WHAT THE EXERCISE ASKS -
For the string "about", search the entries below and copy every line where it appears.

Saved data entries
PR #231, opened 2024-03-23
Add automatically generated API

danieladugyan:
This PR adds an automatically generated RPC-style API using ZenStack. This allows anyone to read basically any data from our database, provided that they are authorized to do so - the same authorization rules as for our normal database reads apply. I also added OpenAPI documentation that can be used, for instance, to build a Swagger UI to explore our API. 

I have been postponing this PR because there are a lot of things to consider:
- **Do we want to commit to maintaining an API?** Of course it seems trivial right now since it's automatically generated, but what if it breaks? What if we one day want to move away from Prisma and therefore can't use ZenStack to generate an API for us? By opening up an API we're implicitly commiting to maintaining it, at least if people begin building tools based on it.
- **What does support of third-party applications even look like?** Some members may choose to build private tools on this API and that's fine, but others may be build tools used by a wider audience. Should we provide this audience by integrating third-party tools inside the main dsek.se website? I could imagine a "widget" page where users could submit their custom widgets.
In fact, there are probably a few tools right now that could benefit from being integrated on the main dsek.se site (i.e gerda.dsek.se), and by creating an API we are further encouraging this. I think that's awesome! But we don't currently have an infrastructure that supports this. I have been looking at technologies such as [Webpack Module Federation](https://webpack.js.org/concepts/module-federation/) (and its Rollup (Vite) equivalents) that allow runtime integration of third-party code, but we currently have no idea if that's something we want to build upon.
- **Should we provide API documentation?** If we want people to use this then obviously yes. I tried adding interactive API documentation to this PR (using Swagger UI), but I couldn't make it performant enough (the API specification is about 100 000 lines long and there are A LOT of operations; it was either slow or simply crashed).
- **Is RPC och REST more appropriate?** ZenStack allows us to generate two different flavours of API — one that simulates using the Prisma client directly by providing endpoints such as `events/findMany`, and another that is more of a  "standard REST API". I was initially leaning towards REST, but I was swayed towards RPC when I read that ZenStack can generate frontend query hooks for the RPC API. That's obviously a big selling point if we want people to be able to easily fetch data from us in their third-party JS apps. And if we ever want to build a more native React Native app we could use the queries there too.
- **Should automatically generated code be tracked by Git?** It's perhaps only tangential to this PR, but with all these generated files (openapi.yaml) it feels like an annoyance to have to make sure that all commited changes to schema.zmodel also include changes to all of the derivative files (schema.prisma and openapi.yaml are generated from schema.zmodel).

### DIFF
--- a/.gitignore
+++ b/.gitignore
@@ -10,4 +10,4 @@ vite.config.ts.timestamp-*
 /.vercel
 .zenstack_repl_history
 project.inlang/project_id
-src/database/openapi.yaml
+src/routes/api/openapi.json/openapi.json
--- a/.gitignore
+++ b/.gitignore
@@ -10,3 +10,4 @@ vite.config.ts.timestamp-*
 /.vercel
 .zenstack_repl_history
 project.inlang/project_id
+src/database/openapi.yaml
--- a/.prettierignore
+++ b/.prettierignore
@@ -8,7 +8,7 @@ node_modules
 !.env.example
 /.vscode
 src/translations/paraglide
-
+src/database/openapi.yaml
 # Ignore files for PNPM, NPM and YARN
 pnpm-lock.yaml
 package-lock.json
--- a/.prettierignore
+++ b/.prettierignore
@@ -8,7 +8,7 @@ node_modules
 !.env.example
 /.vscode
 src/translations/paraglide
-src/database/openapi.yaml
+src/routes/api/openapi.json/openapi.json
 # Ignore files for PNPM, NPM and YARN
 pnpm-lock.yaml
 package-lock.json
--- a/package.json
+++ b/package.json
@@ -71,7 +71,7 @@
     "vite-node": "^1.1.0",
     "vitest": "^1.2.2",
     "vitest-mock-extended": "^1.3.1",
-    "zenstack": "^1.7.1",
+    "zenstack": "^1.11.1",
     "zod": "^3.22.4"
   },
   "type": "module",
@@ -88,7 +88,8 @@
     "@tiptap/pm": "^2.1.13",
     "@tiptap/starter-kit": "^2.1.13",
     "@vercel/speed-insights": "^1.0.10",
-    "@zenstackhq/runtime": "^1.7.1",
+    "@zenstackhq/runtime": "^1.11.1",
+    "@zenstackhq/server": "^1.11.1",
     "croppie": "^2.6.5",
     "dayjs": "^1.11.10",
     "expo-server-sdk": "^3.7.0",
--- a/package.json
+++ b/package.json
@@ -108,7 +108,8 @@
     "tailwind-merge": "^2.2.0",
     "theme-change": "^2.5.0",
     "tiptap-markdown": "^0.8.8",
-    "uuid": "^9.0.1"
+    "uuid": "^9.0.1",
+    "vite-plugin-cjs-interop": "^2.1.0"
   },
   "pnpm": {
     "patchedDependencies": {
--- a/package.json
+++ b/package.json
@@ -47,6 +47,7 @@
     "@types/uuid": "^9.0.8",
     "@typescript-eslint/eslint-plugin": "^6.15.0",
     "@typescript-eslint/parser": "^6.15.0",
+    "@zenstackhq/openapi": "^1.11.1",
     "autoprefixer": "^10.4.16",
     "concurrently": "^8.2.2",
     "daisyui": "^4.4.24",
--- a/pnpm-lock.yaml
+++ b/pnpm-lock.yaml
@@ -47,8 +47,11 @@ dependencies:
     specifier: ^1.0.10
     version: 1.0.10(@sveltejs/kit@2.4.3)(svelte@4.2.8)
   '@zenstackhq/runtime':
-    specifier: ^1.7.1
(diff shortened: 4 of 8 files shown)


danieladugyan:
Requesting review from @Dsek-LTH/dwww since I think this requires a broader discussion. I'd also be interested to hear your thoughts @fnurkla since you were interested in this feature.

Isak-Kallini:
First, I don't understand how to use the api. For example I tried 
`https://web-git-230-auto-generated-rest-api-dsek.vercel.app/api/model/events/findfirst` 
but only get 
`{"message":"An unhandled error occurred: TypeError: RPCApiHandler is not a function"}`
for all queries I try. If i try it locally I get 
`{"message":"An unhandled error occurred: TypeError: __vite_ssr_import_10__.default is not a function"}` 
instead.

- **Do we want to commit to maintaining an API?** I really like the idea of having an api. But I have no idea how much work it would be to maintain. If we someday would want to move away from Prisma it would definitely make it harder, but not impossible I think. We would probably have to maintain two versions of the api or something for a while, so users would have time to switch.
- **What does support of third-party applications even look like?** I feel like this would be pretty low priority for now, but the idea with third party widgets sounds really cool.
- **Should we provide API documentation?** Yes I think so, it also seems like there are a lot of different tools for generating documentation for openapi so we should be able to find something that works for us.
- **Is RPC och REST more appropriate?** I think RPC looks really nice.
- **Should automatically generated code be tracked by Git?** I don't know what's best practice, but spontaneously I feel like generated files shouldn't be tracked.

fnurkla:
> Requesting review from @Dsek-LTH/dwww since I think this requires a broader discussion. I'd also be interested to hear your thoughts @fnurkla since you were interested in this feature
Thank you!

I think that this feature is of importance because it enables guild members to create their own applications for other members. In this use case, I think the most important parts are to be able to _authenticate and authorize_ members (to be able to couple data to users in other applications[^1]) and to be able to _read data_ from our database (if authorized to do so [^2]).

>     * **Do we want to commit to maintaining an API?** [...]
This is a good question. I think that we want to do so at some point for the reasons I just mentioned. How much do we expect the structure of our data and consequently the API to change? Or at least change in a non backward-compatible way? In semantic versioning terms, do we expect major version bumps all the time? Or just minor versions?

Maybe this is something that has to wait until after the launch? Or say that launch also is the 1.0.0 version of the API and go from there?

>     * **What does support of third-party applications even look like?** [...]

I don't think considerations about this should block adding an API. It's an interesting discussion, but I think that we wait and see what people do first, and then adapt accordingly.

>     * **Should we provide API documentation?** [...]

I think this ties very much into the next question. I assume that the REST option is less extensive?

>     * **Is RPC or REST more appropriate?** [...]

From my point of view, the REST option is nice because it is approachable. If all students learn about REST APIs in the PVG course, having that option would make it easy for people to get up and running. This doesn't necessarily mean that the RPC option is bad, but I think that it makes things a lot harder to approach, especially if we have >100 000 different endpoints without documentation :sweat_smile:.

I also think that developing the website in this repo is generally a pretty good outlet for web development for members, but I think other forms of development do not have the same outlet right now and that's why I think this issue is important. In that way I think prioritizing web development for this isn't very important.

>     * **Should automatically generated code be tracked by Git?** [...]
Regardless of how we do this, if we want an API we need to version control it in some way, otherwise it will be impossible to develop for, at least in the medium to long term. I am partial to semantic versioning as it is very clear about what different version bumps imply. How we choose to version our API might have implications for whether we track these files or not.

[^1]: Take gerda for example, being able to couple drafts to a user could be enabled by being able to "log in" through the guild website.
[^2]: This could for example be used to make a CLI news reader for the guild.

alfredgrip:
I think this is interestring but I would just like to speak for myself as the creator of Gerda. I understand the point that if we could authenticate users, a database could be set up for drafts and prior work on Gerda or even share documents between users. However, in this case I myself haven't got any plans to integrate this even if we were to have this API. My goal is to keep Gerda simple and easy to maintain since some day in the future I probably won't be able to maintain it any longer and it should therefore be easy to get into that project. I wouldn't strictly object if someone else wishes to integrate this into Gerda, but I don't think it's necessary.

Other thoughts:
An API could definitely be a useful tool for enabling other users to create own applications, but I'm a little hesitant towards this automatically generated one (partly because I don't fully understand the implications of it). Could another alternative be to manually create endpoints we want? Like authentication and read news/events? If we then notice people actually using it, we could consider expanding the API even further.

danieladugyan:
> First, I don't understand how to use the api. For example I tried `https://web-git-230-auto-generated-rest-api-dsek.vercel.app/api/model/events/findfirst` but only get `{"message":"An unhandled error occurred: TypeError: RPCApiHandler is not a function"}` for all queries I try. If i try it locally I get `{"message":"An unhandled error occurred: TypeError: __vite_ssr_import_10__.default is not a function"}` instead.

@Isak-Kallini This should be fixed now, thanks to help from one of the Zenstack maintainers. Try https://web-git-230-auto-generated-rest-api-dsek.vercel.app/api/model/event/findFirst for instance.

src/database/openapi.yaml
fnurkla, line 1: Should we actually track this 100 000+ line generated file?

PR #234, opened 2024-03-24
Translate landing page

danieladugyan:
This pull request implements translations for the landing page. Note that I had to use `@html` to render rich translated text (i.e bold parts in the translated text). I think this will become easier to implement once the paraglide.js library completes [#913](https://github.com/opral/monorepo/discussions/913).


03haax:
Looks good!

PR #238, opened 2024-03-25
Various minor alert fixes

### LINKED ISSUE #193: Deleting a global alert gives error 500
If you delete a global alert at the moment, you get served a 500 page. The alert is deleted as it should, but it still feels confusing for the user.

### LINKED ISSUE #237: Alerts should show up on all pages

danieladugyan:
Closes #193, closes #237.

This PR fixes some small issues with global alerts:
- They are now visible on all pages, not just the landing page.
- The date formatting is now correctly localized by using the dayjs library (timezone was wrong).
- Users now get a "Are you sure?" dialog before deleting an alert.
- Users no longer get an `500 Internal Server Error` when deleting alerts.
- The message text in the table of alert now only shows the message in the current language.
As a sidenote, our current way of handling translations doesn't really support showing the Swedish and the English version on the same page. Instead, it would show the two languages correctly when viewing the page in Swedish, but in English it would simply show the English text in both columns.

### DIFF
--- a/src/lib/utils/softDelete.ts
+++ b/src/lib/utils/softDelete.ts
@@ -1,0 +1,21 @@
+import { Prisma } from "@prisma/client";
+import { error } from "@sveltejs/kit";
+
+/**
+ * Wrap a soft delete function in a try-catching block.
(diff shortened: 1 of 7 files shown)


Steindt (approved):
Looks good!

SOLUTION TO THE EXERCISE -
- **Should we provide API documentation?** If we want people to use this then obviously yes. I tried adding interactive API documentation to this PR (using Swagger UI), but I couldn't make it performant enough (the API specification is about 100 000 lines long and there are A LOT of operations; it was either slow or simply crashed).
I don't think considerations about this should block adding an API. It's an interesting discussion, but I think that we wait and see what people do first, and then adapt accordingly.
From my point of view, the REST option is nice because it is approachable. If all students learn about REST APIs in the PVG course, having that option would make it easy for people to get up and running. This doesn't necessarily mean that the RPC option is bad, but I think that it makes things a lot harder to approach, especially if we have >100 000 different endpoints without documentation :sweat_smile:.
Regardless of how we do this, if we want an API we need to version control it in some way, otherwise it will be impossible to develop for, at least in the medium to long term. I am partial to semantic versioning as it is very clear about what different version bumps imply. How we choose to version our API might have implications for whether we track these files or not.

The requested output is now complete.